Shane shifts himself in the driver’s seat, facing me.

“Your reaction?” he asks.

“Messed up,” I admit. The feeling of dread has returned, nagging at my guts. Getting into the car, my knees had been weak. “That was Seth’s father, wasn’t it?”

Shane nods. I can’t quite make out his eyes. He’s a handsome skull in the dark. “Almost certainly,” he agrees. “I addressed him as ‘Mr. Manning’ several times and he failed to correct me. Probably used to people knowing who he is.”

“His face was dirty,” I say, mouth as dry as sandpaper.

“Smeared on the dirt so we wouldn’t see him,” Shane says. “I’m almost certain he was hiding in the leaves, listening to us for a while before he revealed himself.”

“But why?”

The big man sighs. “This is pure speculation, but I assume he wanted to know who we are. Or more importantly, who we aren’t.”

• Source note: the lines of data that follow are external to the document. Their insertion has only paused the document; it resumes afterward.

PR #20, opened 2019-06-25
Expose KeyPair interface

fzgregor:
Offering an interface to obtain a `KeyPair`'s public key in DER and PEM and access `is_compatible()`

Avoiding code duplication by moving public key serialization into `KeyPair`.

Addresses https://github.com/est31/rcgen/issues/15 and https://github.com/est31/rcgen/issues/18

### DIFF
--- a/src/lib.rs
+++ b/src/lib.rs
@@ -455,11 +455,7 @@ impl Certificate {
 				}
 			});
 			// Write subjectPublicKeyInfo
-			writer.next().write_sequence(|writer| {
-				self.params.alg.write_oids_sign_alg(writer.next());
-				let pk = self.key_pair.public_key();
-				writer.next().write_bitvec_bytes(&pk, pk.len() * 8);
-			});
+			self.key_pair.serialize_public_key_der(writer.next());
 			// Write extensions
 			writer.next().write_tagged(Tag::context(0), |writer| {
 				writer.write_sequence(|writer| {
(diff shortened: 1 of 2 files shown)


src/lib.rs
```diff
@@ -859,11 +862,29 @@ impl KeyPair {
...
+	/// The returned string can be interpreted with `openssl pkey --inform PEM -pubout -pubin -text`
+	#[cfg(feature = "pem")]
+	pub fn public_key_pem(&self) -> String {
+		let p = Pem {
+			tag : "PUBLIC KEY".to_string(),
+			contents : self.public_key_der(),
+		};
+		pem::encode(&p)
+	}
+	/// Serializes the key in PKCS#8 format in DER
```
est31: Could you explicitly point out that this includes the private key? The current statement is ambiguous. Either "the private key" or "the key pair" is fine.

src/lib.rs
```diff
@@ -859,11 +862,29 @@ impl KeyPair {
...
 	pub fn serialize_der(&self) -> Vec<u8> {
 		self.serialized_der.clone()
 	}
-	/// Serializes the private key in PEM format
+	/// Serializes the key in PKCS#8 format in PEM
```
est31: Same ambiguity issue here.

src/lib.rs
```diff
@@ -883,6 +904,37 @@ pub struct SignatureAlgorithm {
 	write_null_params :bool,
 }
 
+impl fmt::Debug for SignatureAlgorithm {
+    fn fmt(&self, f: &mut fmt::Formatter) -> fmt::Result {
```
est31: Colon placement ` :`.

src/lib.rs
```diff
@@ -883,6 +904,37 @@ pub struct SignatureAlgorithm {
...
+		} else if self == &PKCS_ED25519 {
+			write!(f, "PKCS_ED25519")
+		} else {
+			write!(f, "Unknown")
+		}
+    }
+}
+
+impl PartialEq for SignatureAlgorithm {
+    fn eq(&self, other: &Self) -> bool {
```
est31: colon placement

src/lib.rs
fzgregor: very good point

PR #22, opened 2019-07-02
make KeyPair::public_key public

bddap:
Makes public key easily accessible.

This way the user does not need to serialize to der, then deserialize to get the raw pk.

### DIFF
--- a/src/lib.rs
+++ b/src/lib.rs
@@ -833,7 +833,7 @@ impl KeyPair {
 			writer.next().write_bitvec_bytes(&pk, pk.len() * 8);
 		})
 	}
-	/// Get the public key from this key pair
+	/// Get the public key of this key pair
 	pub fn public_key(&self) -> &[u8] {
 		match &self.kind {
 			KeyPairKind::Ec(kp) => kp.public_key().as_ref(),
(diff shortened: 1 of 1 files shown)


src/lib.rs
```diff
@@ -833,7 +833,8 @@ impl KeyPair {
 			writer.next().write_bitvec_bytes(&pk, pk.len() * 8);
 		})
 	}
-	fn public_key(&self) -> &[u8] {
+	/// Get the public key from this key pair
```
est31: could you replace "from" with "of"

bddap: done

est31:
Hmm I wonder what format the raw key is in. Do you know how to call it?

bddap:
[rcgen::KeyPair::public_key](https://github.com/est31/rcgen/blob/master/src/lib.rs#L836-L842) wraps [ring::signature::KeyPair::public_key](https://briansmith.org/rustdoc/ring/signature/trait.KeyPair.html#tymethod.public_key).

The format is raw bytes. I assume the public key is in network endian, but ring doesn't specify.

est31:
Oh ok.

bddap:
@est31 I've been doing some testing.

```rust
// This test passes
let kp = KeyPair::generate(&rcgen::PKCS_ECDSA_P256_SHA256).unwrap();
assert_eq!(kp.public_key()[0], 4);
assert_eq!(kp.public_key().len(), 65);
```

The first byte of the public key is always 4, which I didn't expect. Leads me to believe there is a tag at the start of the public key.

It's not worrisome behavior, just unexpected. Does this make sense to you?

PR #31, opened 2020-03-27
Fix multiple RFC 5280 violations, Key Identifier improvements

nthuemmel:
This PR:

* Fixes a wrong extension format of the `subject key identifier` extension, which led to various X.509 client implementations (WolfSSL, golang) to reject the generated CA certificates
* Changes how key identifiers are calculated
* Fixes minor CA non-conformance issues (basic constraints were not marked critical, `authority key identifier` extension was missing)

Detailed descriptions are part of the commit messages.


nthuemmel:
@est31 Thanks for the reply! Allowing the user to choose a different algorithm for key identifiers is reasonable, and I think the `CertificateParams` is the right place to put it in. We only need to be careful to choose the correct parameter - the Authority Key Identifier needs to use the parameter of the issuer cert, while the Subject Key Identifier needs to use the parameter of the new cert params.

As for the unconditional inclusion of the Authority Key Identifier, you are probably right - I may have misread the RFC there. I have found no authoritative sources that imply the strict necessity of the extension during a quick search. I would change it to be optional, controlled by the `CertificateParams`. Would that be acceptable? I assume you would like to have it disabled by default, correct?

est31:
> I would change it to be optional, controlled by the CertificateParams. Would that be acceptable? I assume you would like to have it disabled by default, correct?

Yes, that'd be great! If we find sources that give us an interpretation towards one direction in the future, the default can still be changed.

PR #41, opened 2020-11-16
Add support for creating certificates from CSRs

djc:
Depends on https://github.com/rusticata/x509-parser/pull/58 and (transitively) https://github.com/rusticata/oid-registry/pull/1, but if you have any early feedback that would be great!


djc:
The upstream PRs have been merged (but not yet released).

est31:
Thanks for this PR! I'll review it more closely later but as a remark for the start, I'm not sure if the `from_name` function and the TryFrom impl should be added. This makes the public rcgen API use types from the `x509-parser` crate which means that semver breaking updates cause us to have them too. In general though, it's good to have CSR support in rcgen.

est31:
Also: could you add tests? :)

djc:
About the semver compatibility issues:

- `DistinguishedName::from_name()` is actually private, so I don't think that should be a concern?
- The main entry point `CertificateSigningRequest::from_x509()` itself exposes an x509-parser type in the public API. If it would take DER or PEM bytes, that means either (a) rcgen should do signature verification or (b) the CSR has to be parsed twice if the users wants to also do signature verification. What do you prefer, or do you see another option?

Will add some tests.

est31:
> from_name() is actually private

good point, case rested.

> either (a) rcgen should do signature verification or (b) the CSR has to be parsed twice if the users wants to also do signature verification. What do you prefer, or do you see another option?

Is it hard to do (a)? rcgen's main task is to create certificates, where you can't do much wrong, but doing signature verification wrong doesn't seem *that* risky, as an attacker having a certificate for a public key they don't own doesn't give them *that* many more capabilities. But the same time, it's not the goal of rcgen to verify things, but to create them.

djc:
I changed it to verify the signature using the signature verification feature from x509-parser (which I wrote for their CSR support -- this seemed more convenient than reproducing the verification logic in rcgen. I've also moved the `TryFrom` impl to a private `try_from()` method on `SanType`. Let me know if this is okay, then I'll write up some tests next.

est31:
@djc sounds like a plan! :+1:

djc:
Updated to use x509-parser 0.9.

est31:
Wonderful! Will take a look at it later today.

src/lib.rs
```diff
@@ -156,6 +156,19 @@ pub enum SanType {
 }
 
 impl SanType {
+	#[cfg(feature = "x509-parser")]
+	fn try_from(name: &x509_parser::extensions::GeneralName<'_>) -> Result<Self, RcgenError> {
```
est31, line 160: Could you rename this to `try_from_general` or something? `try_from` is very generic, makes mainly sense if part of the TryFrom trait impl. Also: colon placement.

src/lib.rs
```diff
@@ -403,6 +416,31 @@ impl DistinguishedName {
 			iter :self.order.iter()
 		}
 	}
+
+	#[cfg(feature = "x509-parser")]
+	fn from_name(name: &x509_parser::x509::X509Name) -> Result<Self, RcgenError> {
```
est31, line 421: colon placement

src/lib.rs
```diff
@@ -424,6 +462,101 @@ impl <'a> Iterator for DistinguishedNameIterator<'a> {
...
+
+/// Data for a certificate signing request
+#[allow(missing_docs)]
+pub struct CertificateSigningRequest {
+	pub params :CertificateParams,
+	pub public_key :PublicKey,
+}
+
+impl CertificateSigningRequest {
+	/// Parse certificate signing request from the ASCII PEM format
```
est31, line 490:
```suggestion
	/// Parse a certificate signing request from the ASCII PEM format
```

src/lib.rs
```diff
@@ -424,6 +462,101 @@ impl <'a> Iterator for DistinguishedNameIterator<'a> {
...
+	///
+	/// See `from_der()` for more details.
+	#[cfg(all(feature = "pem", feature = "x509-parser"))]
+	pub fn from_pem(pem_str :&str) -> Result<Self, RcgenError> {
+		let csr = pem::parse(pem_str)
+			.or(Err(RcgenError::CouldNotParseCertificationRequest))?;
+		Self::from_der(&csr.contents)
+	}
+
+	/// Parse certificate signing request from DER-encoded bytes
```
est31, line 500:
```suggestion
	/// Parse a certificate signing request from DER-encoded bytes
```

src/lib.rs
```diff
@@ -424,6 +462,101 @@ impl <'a> Iterator for DistinguishedNameIterator<'a> {
...
+	///
+	/// Currently, this only supports the `Subject Alternative Name` extension.
```
est31, line 502: Maybe say here that for other extensions, an error is returned.

src/lib.rs
```diff
@@ -424,6 +462,101 @@ impl <'a> Iterator for DistinguishedNameIterator<'a> {
...
+			public_key: PublicKey { alg, raw },
+		})
+	}
+	/// Serializes the requested certificate, signed with another certificate's key, in binary DER format
+	pub fn serialize_der_with_signer(&self, ca :&Certificate) -> Result<Vec<u8>, RcgenError> {
+		self.params.serialize_der_with_signer(&self.public_key, ca)
+	}
+	/// Serializes the requested certificate, signed with another certificate's key, to the ASCII PEM format
+	///
+	/// *This function is only available if rcgen is built with the "pem" feature*
```
est31, line 549: Thanks for adding this! :heart:

est31 (changes requested):
Ok except for some nits.

djc:
Addressed all the nits.

est31 (approved):
Thanks! It's a bit sad that the nom update brought bit-vec into our lockfile which has way too many dependencies for the simple task it's doing, but that's more of a long term problem. Merging.

djc:
Yeah, x509-parser should maybe default to depending on nom with default-features = false... Thanks for merging! Do you plan on publishing a new release soon?

est31:
@djc waiting for travis CI to pass, then I'll release. After that I'll switch to github actions because I don't have patience :).

djc:
Yeah, I was surprised you don't have Actions here, yet!

est31:
0.8.6 is out!

djc:
Thanks!

PR #42, opened 2020-11-18
Disable botan dependency and tests on macOS

djc:
Building Botan on macOS apparently is not supported upstream:

"Currently, systems other than Windows and POSIX (such as VMS,
MacOS 9, OS/390, OS/400, …) are not supported by the build system,
primarily due to lack of access."

https://botan.randombit.net/handbook/building.html


est31 (approved):
Thanks!

PR #43, opened 2020-12-01
Fix mixed signing algorithms & Botan dependency

nthuemmel:
This PR fixes two bugs:

* Certificates which were signed by a CA using a different signing algorithm than the certificate itself were not usable, because the wrong signing algorithm identifier was serialized for the issuer's signature and in the tbsCertificate. This has been fixed, and tests added.
* Botan was always pulled in as a dependency. It is now only pulled in as a dev-dependency only.

### DIFF
--- a/Cargo.toml
+++ b/Cargo.toml
@@ -34,5 +34,5 @@ features = ["x509-parser"]
 openssl = "0.10"
 webpki = "0.21"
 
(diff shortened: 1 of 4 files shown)


est31:
Oh no how could I miss that change for botan. I guess after this I'll immediately do another release.

est31 (approved):
Thanks!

“Why?” I repeat. “Why not call the security guards to run us off? Or call the cops? Why come out to the gate at all? People who live in houses like that, on estates like that, they don’t run around at night, dressed all in black, faces smeared with dirt.”

I’m unaware of clutching the back of the leather headrest until Shane gives my hand a reassuring pat, as if preparing me for bad news.

“In my estimation Edwin Manning is desperate,” he says carefully, gauging my reaction. “He’s making it up as he goes along.”

Desperate, frightened, lost. That was my impression, too.

“I’ve seen parents behave like that, many times.” Shane says. “Not the sneaking-around part, exactly, but the frightened-out-of-their-wits part. He’s sick with worry, just like you.”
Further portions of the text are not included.